= Beginning of Section =

PR #307, opened 2022-05-20
ci: Test with -race flag

radeksimko:
This ensures that we don't reintroduce race conditions, which were recently addressed in https://github.com/hashicorp/terraform-exec/pull/299

`go test -race` tends to take longer than without the flag, so I also pre-emptively increased the timeout for the E2E test run.

### DIFF
--- a/.circleci/config.yml
+++ b/.circleci/config.yml
@@ -26,12 +26,12 @@ commands:
   go_unit_test:
     steps:
       - run:
-          command: go test $(go list ./... | grep -v /tfexec/internal/e2etest)
+          command: go test -race $(go list ./... | grep -v /tfexec/internal/e2etest)
   go_e2e_test:
     steps:
       - run:
-          no_output_timeout: 20m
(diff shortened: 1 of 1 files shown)


kmoe (approved):
Sounds good. 30 minutes of tests...!

radeksimko:
> 30 minutes of tests...!

I think in reality they'd more likely finish much faster, especially with the default `count=1`, but I reached ~15min mark with `count=5` locally.

Looking at the CI now:

 - Windows: 8mins vs 11mins
 - macOS: 8mins vs 9mins
 - Linux: 3mins vs 8mins

I'm happy to dial it down, but I also think that unless they take _significantly_ longer to finish I'd much rather interpret this as a data point, than a hard/loud failure. I mean - the most likely correction we'd apply should this happen is bumping the timeout.

If performance is what we're trying to measure here, then benchmarking seems like a much better tool than our existing tests.

PR #316, opened 2022-06-16
Fix for state_push: path for statefile is reqired for run state push cmd

aav66:
_terrafrom state push command_ expect statefile path.
If it not specified it will fail with "Exactly one argument expected"

documentation link: https://www.terraform.io/cli/commands/state/push#usage


aav66:
go117_test_main-1 failed with `panic: error installing terraform "gitref:refs/heads/main": unable to clone terraform from "https://github.com/hashicorp/terraform.git": context deadline exceeded`
Just need to be restarted.

kmoe (approved):
Thanks for doing this. Even basic e2e tests would have caught this bug - my mistake in not ensuring they were added initially.

PR #320, opened 2022-06-24
Add basic e2e tests for state push/pull

kmoe:
Extremely basic e2e tests for state push/pull. These would have caught the bug fixed in https://github.com/hashicorp/terraform-exec/pull/316.

I wonder if `StatePull` should also return a state struct instead of a `string`.


radeksimko (approved):
Thanks for the test.

> I wonder if StatePull should also return a state struct instead of a string.

Maybe? Depends on how we represent state elsewhere. Also there's a potential concern with scale if the state is big - maybe `io.Writer` interface which leaves the writing to the consumer is better?

Similarly `StatePush` could also take `io.Reader` and pass the content as STDIN.

I think we'll need to rethink these interfaces, along with `Format*` methods for v1.

kmoe:
>Maybe? Depends on how we represent state elsewhere.

`Show()` returns a `*tfjson.State`, which I think is reasonable. We should at least be consistent, I think.

>Also there's a potential concern with scale if the state is big - maybe io.Writer interface which leaves the writing to the consumer is better?

Yes, good point... Opened https://github.com/hashicorp/terraform-exec/issues/321

>I think we'll need to rethink these interfaces, along with Format* methods for v1.
Do you mean possibly removing `FormatString()`? We currently have both this and `Format()` which uses `io.Reader`/`Writer`.

PR #587, opened 2026-02-25
Fix/drug review

calvinlu3:
resolves https://github.com/oncokb/oncokb-pipeline/issues/1122

In Review mode, treatment diffs display raw UUIDs instead of drug names because the path regex in ReviewCollapsible.tsx only matches numeric array keys (`treatments/\\d+/name`). After the Firebase arrays to maps change, treatment paths use UUID keys, so the regex doesn’t match and getTxName(...) isn’t applied.


calvinlu3:
@ReshmaRamaiah10 Take your time to understand the issue. I will merge now so that Sarah can continue reviewing for data release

= End of Section =

#### Work task
All lines from the start of the entries through the line where "--- a/.circleci/config.yml" sits should be duplicated exactly, with nothing else in the output.

#### Result for this task
PR #307, opened 2022-05-20
ci: Test with -race flag

radeksimko:
This ensures that we don't reintroduce race conditions, which were recently addressed in https://github.com/hashicorp/terraform-exec/pull/299

`go test -race` tends to take longer than without the flag, so I also pre-emptively increased the timeout for the E2E test run.

### DIFF
--- a/.circleci/config.yml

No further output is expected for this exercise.